→ Task statement
Copy the listing out exactly as shown.

→ Information supplied

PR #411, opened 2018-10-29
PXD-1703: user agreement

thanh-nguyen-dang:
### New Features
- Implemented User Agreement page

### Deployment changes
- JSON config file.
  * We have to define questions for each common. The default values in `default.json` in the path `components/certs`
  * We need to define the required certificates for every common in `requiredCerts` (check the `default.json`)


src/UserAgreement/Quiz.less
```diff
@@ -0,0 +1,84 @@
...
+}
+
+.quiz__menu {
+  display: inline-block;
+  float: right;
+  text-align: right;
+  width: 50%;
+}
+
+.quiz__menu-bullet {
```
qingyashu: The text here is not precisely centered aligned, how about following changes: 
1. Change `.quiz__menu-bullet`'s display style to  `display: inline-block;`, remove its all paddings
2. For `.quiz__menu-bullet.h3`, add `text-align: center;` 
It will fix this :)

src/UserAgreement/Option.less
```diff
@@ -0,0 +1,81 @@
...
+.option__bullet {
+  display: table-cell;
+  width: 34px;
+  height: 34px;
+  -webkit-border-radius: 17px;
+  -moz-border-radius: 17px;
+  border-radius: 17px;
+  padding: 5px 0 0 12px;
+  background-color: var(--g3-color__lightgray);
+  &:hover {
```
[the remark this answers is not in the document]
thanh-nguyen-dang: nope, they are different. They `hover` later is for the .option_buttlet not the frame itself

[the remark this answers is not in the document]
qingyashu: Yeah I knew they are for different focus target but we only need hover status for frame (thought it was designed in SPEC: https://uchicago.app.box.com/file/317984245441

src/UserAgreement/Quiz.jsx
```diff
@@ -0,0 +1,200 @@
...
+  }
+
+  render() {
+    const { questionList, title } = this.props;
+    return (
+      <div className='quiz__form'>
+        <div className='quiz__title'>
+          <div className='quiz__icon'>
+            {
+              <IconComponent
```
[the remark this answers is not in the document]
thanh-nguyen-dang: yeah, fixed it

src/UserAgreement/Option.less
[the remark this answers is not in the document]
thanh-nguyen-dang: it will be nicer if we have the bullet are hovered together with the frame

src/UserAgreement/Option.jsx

→ Expected answer
PR #411, opened 2018-10-29
PXD-1703: user agreement

thanh-nguyen-dang:
### New Features
- Implemented User Agreement page

### Deployment changes
- JSON config file.
  * We have to define questions for each common. The default values in `default.json` in the path `components/certs`
  * We need to define the required certificates for every common in `requiredCerts` (check the `default.json`)


src/UserAgreement/Quiz.less
```diff
@@ -0,0 +1,84 @@
...
+}
+
+.quiz__menu {
+  display: inline-block;
+  float: right;
+  text-align: right;
+  width: 50%;
+}
+
+.quiz__menu-bullet {
```
qingyashu: The text here is not precisely centered aligned, how about following changes: 
1. Change `.quiz__menu-bullet`'s display style to  `display: inline-block;`, remove its all paddings
2. For `.quiz__menu-bullet.h3`, add `text-align: center;` 
It will fix this :)

src/UserAgreement/Option.less
```diff
@@ -0,0 +1,81 @@
...
+.option__bullet {
+  display: table-cell;
+  width: 34px;
+  height: 34px;
+  -webkit-border-radius: 17px;
+  -moz-border-radius: 17px;
+  border-radius: 17px;
+  padding: 5px 0 0 12px;
+  background-color: var(--g3-color__lightgray);
+  &:hover {
```
[the remark this answers is not in the document]
thanh-nguyen-dang: nope, they are different. They `hover` later is for the .option_buttlet not the frame itself

[the remark this answers is not in the document]
qingyashu: Yeah I knew they are for different focus target but we only need hover status for frame (thought it was designed in SPEC: https://uchicago.app.box.com/file/317984245441

src/UserAgreement/Quiz.jsx
```diff
@@ -0,0 +1,200 @@
...
+  }
+
+  render() {
+    const { questionList, title } = this.props;
+    return (
+      <div className='quiz__form'>
+        <div className='quiz__title'>
+          <div className='quiz__icon'>
+            {
+              <IconComponent
```
[the remark this answers is not in the document]
thanh-nguyen-dang: yeah, fixed it

src/UserAgreement/Option.less
[the remark this answers is not in the document]
thanh-nguyen-dang: it will be nicer if we have the bullet are hovered together with the frame

src/UserAgreement/Option.jsx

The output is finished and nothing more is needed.